Forget sharp suits, Italian-inflected Noo Yawk accents and lightning machine-gun hits. In the digital sphere, 'the mob' comes equipped with friendship bracelets and mobile phones.

Welcome to the world of the 'smart mob', where the network entwines with the maverick spirit of hippiedom. Connected by e-mail and mobile phones, devotees converge at a predetermined moment and stage an event or protest.

To accentuate the drama and prevent intervention by the authorities, the place and 'script' remain secret until just before the mob comes together. Since last year, when techno-prophet Howard Rheingold delivered the definitive book on the subject, Smart Mobs: The Next Social Revolution, the technology-enabled collective action that he foresaw has been breaking out across the globe.

In Korea, Mr Rheingold told Technopedia, the young cyber-generation used the OhMyNews.com website and text messaging to mastermind a campaign that swung the election in favour of President Roh Moo-hyun.
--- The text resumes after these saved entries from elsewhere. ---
PR #47, opened 2020-10-29
pkgrp-ni-restoremode: Add vmware keyboard support

chaitu236:
Added i8042 driver to restoremode and modprobed in init

Tested on vmware

@ni/rtos

PR #330, opened 2022-02-15
nilrt-recovery-media: Use the same kernel as the recovery image

billpittman:
Use the kernel that was installed into the recovery image to
create the wic boot device to avoid kernel/driver mismatches
in the recovery media ISO.

### Testing
Tested locally with the corresponding patch to openembedded-core/scripts/wic


amstewart (approved):
Is this PR ready to pull before we have OE-core [#47](https://github.com/ni/openembedded-core/pull/47)?

billpittman:
We can pull it before the OE-core #47 -- it just won't change anything.  The OE-core #47 makes that -k switch work.  So in this case it doesn't matter which order they get pulled in.

PR #332, opened 2022-02-19
libxkbcommon: Override recipe to source from git

chaitu236:
Existing recipe gets sources from a tar on xkbcommon.org and in these
sources, parser.c and parser.h are already generated using bison 3.0.4.
When bitbake builds the recipe, it regenerates parser.c and parser.h
(because thats what libxkbcommon's meson rules say) - but this time with
bison 3.7.6 as that's the version our recipe is on.
When compiling parser.o though, the original parser.h gets
included instead of the newly generated one causing build failure due to
parser.c and parser.h mismatch.

This wasn't a problem for 21.0 because bison recipe was on 3.0.4.
But it was updated to 3.7.6 in 21.3 timeframe from which time the recipe
started failing.

So get the sources from github directly where parser.h and parser.c are
not already generated. The SRCREV points to 0.8.0 release.

Also updated `packagegroup-ni-coreimagerepo` to include `qtbase`.

Azdo Bug [#1848107](https://dev.azure.com/ni/DevCentral/_workitems/edit/1848107)

### Testing
Verified libxkbcommon builds locally.

@ni/rtos

### DIFF
--- a/recipes-graphics/xorg-lib/libxkbcommon_0.8.0.bbappend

In America, while the Howard Dean presidential campaign has exploited the internet and mobile phones in a grassroots movement, the left-wing activist site moveon.org has turned into a 'formidable' popular cohesive force.

Likewise, the global antiwar protests in the run-up to America's attack on Iraq could never have been organised on such a scale and at such a pace without the self-organising capabilities that websites, weblogs, e-mail and text messaging allow, Mr Rheingold claims.

Also known as a 'flash crowd', the phenomenon he chronicles can be traced back to a 1973 science-fiction short story by Larry Niven. In the story, teleportation is routine and 'flash crowd' means the ghoulish mob that abruptly teleports to places in turmoil.

As the website devoted to Niven (www.larryniven.org) gleefully puts it: 'Riot begins, more rioters transport in after seeing riot begin on the news, more news reporters transport in, every Johnny-come-lately wanting a view of the riot transports in, every mad religious cultist wanting exposure transports in as well as looters who are coming in to take advantage of the overwhelming crowds. By this point, no one can transport out of the area as the transport booths are blocked by even more hawkers wanting to view the riot.'

The original smart mobs were rather more docile teenage 'thumb tribes' in Tokyo and Helsinki who punched out text messages on big basic mobile phones to organise impromptu raves or to shadow their favourite stars. In Tokyo, swarms of teenage fans would miraculously materialise at subway stations where a rock god was said to be heading.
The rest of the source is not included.